[Your instructions] For the word "save", count the lines below that contain it. Give the number alone.
Segment Start: Task input
PR #763, opened 2023-01-25
ROX-13593: Use `user_id` and `rh-user-id` claims in telemetry events

stehessel:
## Description
Extract the `user_id` or `rh-user-id` (human user token vs service account token) and emit them as part of the telemetry events. Group the telemetry user together with the tenant group.

I tried to clean up the claim naming without changing too much. In particular, I tried to distinguish more clearly between the subject claim, account id claim and the new user id claims. However no changes to the Central request schema have been made.

The plan going forward is to deprecate and eventually remove the `OwnerAccountID` column all together, removing the need for the `account_id` token.

## Test manual

Manual test of the telemetry events.

### DIFF
--- a/internal/dinosaur/pkg/services/telemetry.go
+++ b/internal/dinosaur/pkg/services/telemetry.go
@@ -1,7 +1,12 @@
 package services
 
 import (
+	"context"
+
+	"github.com/golang/glog"
+	"github.com/pkg/errors"
 	"github.com/stackrox/acs-fleet-manager/internal/dinosaur/pkg/api/dbapi"
+	"github.com/stackrox/acs-fleet-manager/pkg/auth"
 	"github.com/stackrox/acs-fleet-manager/pkg/client/telemetry"
 )
 
@@ -19,9 +24,27 @@ func (t *Telemetry) enabled() bool {
 	return t != nil && t.config != nil && t.config.Enabled()
 }
 
+func getUserFromContext(ctx context.Context) (string, error) {
+	claims, err := auth.GetClaimsFromContext(ctx)
+	if err != nil {
+		return "", errors.Wrap(err, "cannot obtain claims from context")
+	}
+	user, err := claims.GetUserID()
+	if err != nil {
+		return "", errors.Wrap(err, "cannot obtain user ID from claims")
+	}
+	return user, nil
+}
+
 // RegisterTenant emits a group event that captures meta data of the input central instance.
-func (t *Telemetry) RegisterTenant(central *dbapi.CentralRequest) {
+// Adds the token user to the tenant group.
+func (t *Telemetry) RegisterTenant(ctx context.Context, central *dbapi.CentralRequest) {
 	if t.enabled() {
+		user, err := getUserFromContext(ctx)
+		if err != nil {
+			glog.Warning(errors.Wrap(err, "cannot get telemetry user from context claims"))
+			return
+		}
 		props := map[string]any{
 			"Cloud Account":   central.CloudAccountID,
 			"Cloud Provider":  central.CloudProvider,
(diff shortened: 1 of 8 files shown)


internal/dinosaur/pkg/services/telemetry.go
```diff
@@ -30,19 +53,26 @@ func (t *Telemetry) RegisterTenant(central *dbapi.CentralRequest) {
 			"Region":          central.Region,
 			"Tenant ID":       central.ID,
 		}
-		t.config.Telemeter().Group(central.ID, central.ID, props)
+		t.config.Telemeter().Group(central.ID, user, props)
 	}
```
janisz, line 57: nit: we can save indentation

```suggestion
	if !t.enabled() {
		return
	}
	user, err := getUserFromContext(ctx)
        if err != nil {
	        glog.Warning(errors.Wrap(err, "cannot get telemetry user from context claims"))
	        return
        }
        props := map[string]any{
	        "Cloud Account":   central.CloudAccountID,
	        "Cloud Provider":  central.CloudProvider,
	        "Instance Type":   central.InstanceType,
	        "Organisation ID": central.OrganisationID,
	        "Region":          central.Region,
	        "Tenant ID":       central.ID,
        }
        t.config.Telemeter().Group(central.ID, user, props)
```

internal/dinosaur/pkg/services/telemetry.go
```diff
@@ -52,14 +82,21 @@ func (t *Telemetry) TrackCreationRequested(id string, user string, isAdmin bool,
 }
 
 // TrackDeletionRequested emits a track event that signals the deletion request of a Central instance.
-func (t *Telemetry) TrackDeletionRequested(id string, user string, isAdmin bool, err error) {
+func (t *Telemetry) TrackDeletionRequested(ctx context.Context, tenantID string, isAdmin bool, requestErr error) {
 	if t.enabled() {
```
janisz, line 86: ditto

pkg/auth/acs_claims.go
```diff
@@ -30,10 +30,23 @@ func (c *ACSClaims) GetUsername() (string, error) {
 
 // GetAccountID ...
 func (c *ACSClaims) GetAccountID() (string, error) {
-	if accountID, ok := (*c)[tenantUserIDClaim].(string); ok {
+	if accountID, ok := (*c)[tenantAccountIDClaim].(string); ok {
```
janisz, line 33: I think I've never seen this construction. Maybe if we don't use pointer receiver functions it will be easier to read

pkg/auth/acs_claims.go
```diff
@@ -49,8 +62,8 @@ func (c *ACSClaims) GetOrgID() (string, error) {
 		tenantIDClaim, alternateTenantIDClaim)
 }
 
-// GetUserID ...
-func (c *ACSClaims) GetUserID() (string, error) {
+// GetSubject returns the subject claim of the token. It identifies the principal authenticated by the token.
+func (c *ACSClaims) GetSubject() (string, error) {
```
janisz, line 66: Probably it's too late for this change but it will be great if we have types for Subject and ID instead of strings.

janisz (approved):

pkg/auth/acs_claims.go
stehessel: Might be a bit unusual, but I think it's better to be consistent with the other usages in the existing code here.

internal/dinosaur/pkg/services/telemetry.go
```diff
@@ -30,19 +53,26 @@ func (t *Telemetry) RegisterTenant(central *dbapi.CentralRequest) {
...
 		var errMsg string
+		if requestErr != nil {
+			errMsg = requestErr.Error()
+		}
+
+		user, err := getUserFromContext(ctx)
 		if err != nil {
-			errMsg = err.Error()
+			glog.Warning(errors.Wrap(err, "cannot get telemetry user from context claims"))
```
dhaus67, line 70: `glog.Warning` or `glog.Error`?

internal/dinosaur/pkg/services/telemetry.go
```diff
@@ -52,14 +82,21 @@ func (t *Telemetry) TrackCreationRequested(id string, user string, isAdmin bool,
...
```
dhaus67, line 94: Same notion as above.

dhaus67 (approved):

pkg/auth/acs_claims.go
stehessel: Indeed, I think this would be a bigger refactoring that is out of scope here.

PR #85, opened 2022-10-17
Fix: Effective boolean value handling

liss-h:
Adds a public function to extract the ebv in case you want to save node storage accesses for logical operators.


bigerl:
@nkaralis how should we design the interface to handle stuff like this:

```
SELECT ((<agd> && true) AS ?x) WHERE {}
```

```
SELECT ((<agd> + <asd>) AS ?x) WHERE {}
```

Both queries return en empty result.
Should the RDF nodes already take care of that? Or is it better handled in the expression evaluation?

bigerl (approved):
looks good. thx :)

PR #88, opened 2022-11-07
Fix: noexcept and nodiscard specs in literal, registry and misc functions

liss-h:


liss-h:
Please double check that I have not accidentally marked something as noexcept that isn't, and if you can think of anything else that can be noexcept feel free to mention it

bigerl (changes requested):
The placed `noexcept`s seem all fine. 

Further, I would suggest to make the following methods `noexcept`: 

Node (and overridden methods if applicable):
- to_node_storage
- operator std::string
- operator BlankNode, IRI, Literal, Variable

Literal
- lambdas passed in implementation of operators (as you pointed out)

bigerl (approved):
good idea with the requires clause for OpSelect

PR #91, opened 2022-11-21
Fix: decimal over- and underflow behaviour

liss-h:


bigerl (approved):
looks good. thx :)
note: I haven't checked for completeness. This review covers the extended behavior an its tests.

bigerl:
@Clueliss please merge develop or re-base. then we can proceed with merging into develop

PR #92, opened 2022-11-23
fix issue with parsing prefixed objects

nkaralis:


bigerl (approved):
tests are green, changes and new test case are clear

PR #96, opened 2022-11-28
Fix packaging and deploy problems

liss-h:


conanfile.py
```diff
@@ -35,6 +35,7 @@ def config_options(self):
         if self.settings.os == "Windows":
             del self.options.fPIC
         self.options["fmt"].header_only = True
+        self.options["boost"].header_only = True
```
bigerl: Is the `boost::header_only` option absolutely necessary? For conan center packages it is required that only absolutely necessary options to other packages are set. 

Reason is: The option is transitively applied and must be explicitly override in consuming conan files. E.g., if some one wants to use `boost::log=True` they must also explicitly set `boost::header_only=False`.

src/rdf4cpp/rdf/datatypes/registry/LiteralDatatypeImpl.hpp
```diff
@@ -312,19 +312,14 @@ struct LiteralDatatypeImpl : capabilities::Default<type_iri>, Capabilities<type_
                   "Mismatch between declared and actual fixed id mapping state. "
                   "Hint: maybe you forgot declare the fixed id or to add the FixedId capability. "
                   "Note: this would cause inconsistency between registry and node storage");
-protected:
-    static std::nullptr_t init() noexcept;
-    inline static std::nullptr_t const dummy = init();
+private:
```
bigerl, line 315: What's the rational behind this change? How is it different from what was there before?

bigerl (changes requested):
Looks good and would be great if that works. 

- [x] Please add builds for the static version (without the SHARED option in the CMake args) to CI so that we can be sure  both versions build.
- [x] In addition, the time for the execution of actions has increased somewhat. But could also be due to the runners, which do not always perform the same. Please check locally if the build has become slower.

src/rdf4cpp/rdf/datatypes/registry/LiteralDatatypeImpl.hpp
liss-h: Well, it simly doesn't work without that change. Tbh I have no idea why it doesn't. But it seems the object is not enough for the linker to no drop the symbol for the static member. With a non-static member it doesn't drop
it for some reason.

conanfile.py
liss-h: Oh, I didn't know that. I'll just revert that then

liss-h:
Yes, the build times increased quite significantly:
Before: ~00:49 elapsed
After: ~01:27 elapsed

But if I remember the original time correctly, at least that's still much better than 3 minutes

bigerl (changes requested):
Please build in CI some executables, e.g. examples, additionally with static libraries. 
Errors occurred during linking or executing, if I remember correctly; not during building the static library.

bigerl (approved):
Segment End: Task input
[Expected answer] 2